I lay in the bed and thought about slitting my wrists. Not in an abstract way. Specifically. I looked at my wrists in the soft lamplight--delicate, as fine-boned as the wing of a bird, skin as thin as tissue, blue-lined with veins--and thought about how I would do it. I looked at those thin blue lines and thought of them as lines of demarcation. Guidelines. Cut here. I pictured the needle-nose point of a boning knife. The lamplight would catch on the blade. Blood would rise to the surface in its wake as the blade skated along the vein. Red. My favorite color.
The image didn’t frighten me. That truth frightened me most of all.
I looked at the clock. 4:38 A.M. Rise and whine. I’d had my usual fitful four and a half hours of sleep. Trying for more was an exercise in futility.
Trembling, I forced my legs over the edge of the bed and got up, pulling a deep blue chenille throw around my shoulders. The fabric was soft, luxurious, warm. I made special note of the sensations. You’re always more intensely alive the closer you come to looking death in the face.
I wondered if Hector Ramirez had realized that the split second before I got him killed.
I wondered that every day.
I dropped the throw and went into the bathroom.
“Good morning, Elena. You look like shit.”
Too thin. Hair a wild black tangle. Eyes too large, too dark, as if there was nothing within to shine outward. The crux of my problem: lack of substance. There was---is--a vague asymmetry to my face, like a porcelain vase that has been broken, then painstakingly restored. The same vase it was before, and yet not the same. The same face I was born with, yet not the same. Slightly skewed and strangely expressionless. I was beautiful once.
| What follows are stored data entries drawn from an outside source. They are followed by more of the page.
PR #222, opened 2022-08-19
Web api

tdoan2010:
This is my first attempt for the Web API documentation. Comments are welcome.


lena-hinrichsen (approved):

web_api.md
```diff
@@ -0,0 +1,186 @@
...
+# alternatively using Docker
+docker run --rm -u $(id -u) -v $PWD:/data -w /data -- ocrd/all:maximum ocrd-[processor needed] -I [Input-Group] -O [Output-Group] -P [parameter]
+```
+
+Although this approach works perfectly fine, it poses a drawback: the processor cannot be called remotely. One always
+needs to connect to the machine where the processor is installed and execute the command on the CLI. If the data is
+small, this might not be a problem. However, in the era of big data, where one has to constantly deal with a huge amount
+of input, resource utilization has become vital and a distributed system is the way to go. To achieve a distributed
+OCR-D system, the mentioned drawback must be overcome. Therefore, we provide a wrapper for processors to enable their
+communication over network ability.
```
bertsky, line 152:
```suggestion
Obviously, command-line interfaces do not suit all use-cases well: Calling processors remotely would require 
connecting to the machine via some login and data transfer mechanism, and then executing the CLI locally. Also,
the initialization cannot be easily shared between runs, and that overhead might be very large for GPU processing.
Moreover, scaling up can be difficult: A machine may only support a certain number of concurrent computations,
so it is usually necessary to control the maximum number of parallel sessions.

With a server interface, all these shortcomings can be overcome: Remote access, preloading, queueing etc. become possible.
Also, in virtualized execution environments, containers can only call each other as network services. 
So deploying single-processor containers as network services allows building larger systems.
```

web_api.md
```diff
@@ -0,0 +1,186 @@
...
+
+```shell
+# 1. Via processor CLI
+ocrd-dummy --server=0.0.0.0:80:mongodb://localhost:27017
+
+# 2. Via ocrd CLI
+ocrd server --server=0.0.0.0:80:mongodb://localhost:27017 ocrd-dummy
+```
+
+**Note**: this feature is currently under code review. Once it is finished and release, this page will be updated with
```
bertsky, line 185:
```suggestion
**Note**: this feature is currently under code review. Once it is finished and released, this page will be updated with
```

I am confused: Where do you actually describe the REST interface? Shouldn't we see the description of `GET /` and `POST /` and `GET /{jobid}` here?

bertsky (commented):
Mostly formulations, but some issues too.

web_api.md
```diff
@@ -0,0 +1,261 @@
...
+   or `path_to_privkey` (path to a private key). All Processing Servers, which will be deployed, must be declared under
+   the `deploy_processors` property. In case `type` is `docker`, make sure that [Docker](https://www.docker.com/) is
+   installed in the target machine and the provided `username` has enough rights to execute Docker commands.
+
+Among three sections, only the `message_queue` is required. However, if `hosts` is presented, `mongo_db` must be there
+as well. For more information, please check the [configuration file schema](web_api/config.schema.yml).
+
+### Processing Server
+
+One do not need to start (or stop) a Processing Server manually, since it can be managed by a Processing Broker via
```
kba, line 176:
```suggestion
There is normally no need to start (or stop) a Processing Server manually, since it can be managed by a Processing Broker via
```

web_api.md
```diff
@@ -0,0 +1,261 @@
...
+a [configuration file](#processing-broker). However, if it is necessary to do so, there are two ways to start a
+Processing Server:
+
+```shell
+# 1. Use ocrd tool
```
kba, line 181:
```suggestion
# 1. Use ocrd CLI bundled with OCR-D/core
```

web_api.md
```diff
@@ -0,0 +1,261 @@
...
+
+### Message Queue
+
+By using a queuing system, specifically [RabbitMQ](https://www.rabbitmq.com/), the reliability and flexibility of the
+whole system are greatly improved. In our implementation, manual acknowledgement mode is used. This means, when a
+Processing Server finishes successfully, it sends a positive ACK signal to RabbitMQ. In case of failure, it tries again
+three times before sending a negative ACK signal. When a negative signal is received, RabbitMQ will re-queue the
+message. If there is not any ACK signal sent for any reason (e.g. consumer crash, power outage, network problem, etc.),
+RabbitMQ will automatically re-queue the message after timeout, which is 30
+minutes [by default](https://www.rabbitmq.com/consumers.html#acknowledgement-timeout). This value is, however, can be
```
kba, line 200:
```suggestion
minutes [by default](https://www.rabbitmq.com/consumers.html#acknowledgement-timeout). This behavior can be [overridden](link that describes how].
```

web_api.md
```diff
@@ -0,0 +1,261 @@
...
+configured.
```
kba, line 201:
```suggestion
```

web_api.md
```diff
@@ -0,0 +1,261 @@
...
+
+To avoid processing the same input twice (in case of re-queuing), a Processing Server first checks
+the [`redeliver`](https://www.rabbitmq.com/confirms.html#automatic-requeueing) property to see if this message was
+re-queued. If yes, and the status of this process in the database is not `SUCCESS`, it will process the data described
+in the message again.
+
+When a Processing Broker receives a request, it adds some more data to the content, then push it to an appropriate
```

I reached for a comb on the counter, knocked it to the floor, grabbed a brush instead. Start at the bottom, work upward. Like combing a horse’s tail. Work the knots out gently. But I had already tired of looking at myself. Anger and resentment bubbled up through me, and I tore the brush through the hair, shoving the snarls together and tangling the brush in the midst of the mess. I tried maybe forty-five seconds to extricate the thing, yanking at the brush, tearing at the hair above the snarl, not caring that I was pulling hairs out of my head by the roots. I swore aloud, swatted at my image in the mirror, swept the tumbler and soap dish off the counter in a tantrum, and they smashed on the tile floor. Then I jerked open a drawer in the vanity and pulled out a scissors.
Furious, shaking, breathing hard, I cut the brush free. It dropped to the floor with a mass of black hair wrapped around it. The pressure in my chest eased. Numbness trickled down through me like rain. Calm.
Without emotion, I proceeded to hack away at the rest of my mane, cutting it boy-short in ten minutes. The end result was ragged, with a finger-in-the-light-socket quality. Still, I’d seen worse in Vogue.
I swept up the mess---the discarded hair, the broken glass--tossed it in the trash and walked out of the room.
I’d worn my hair long as long as I could remember.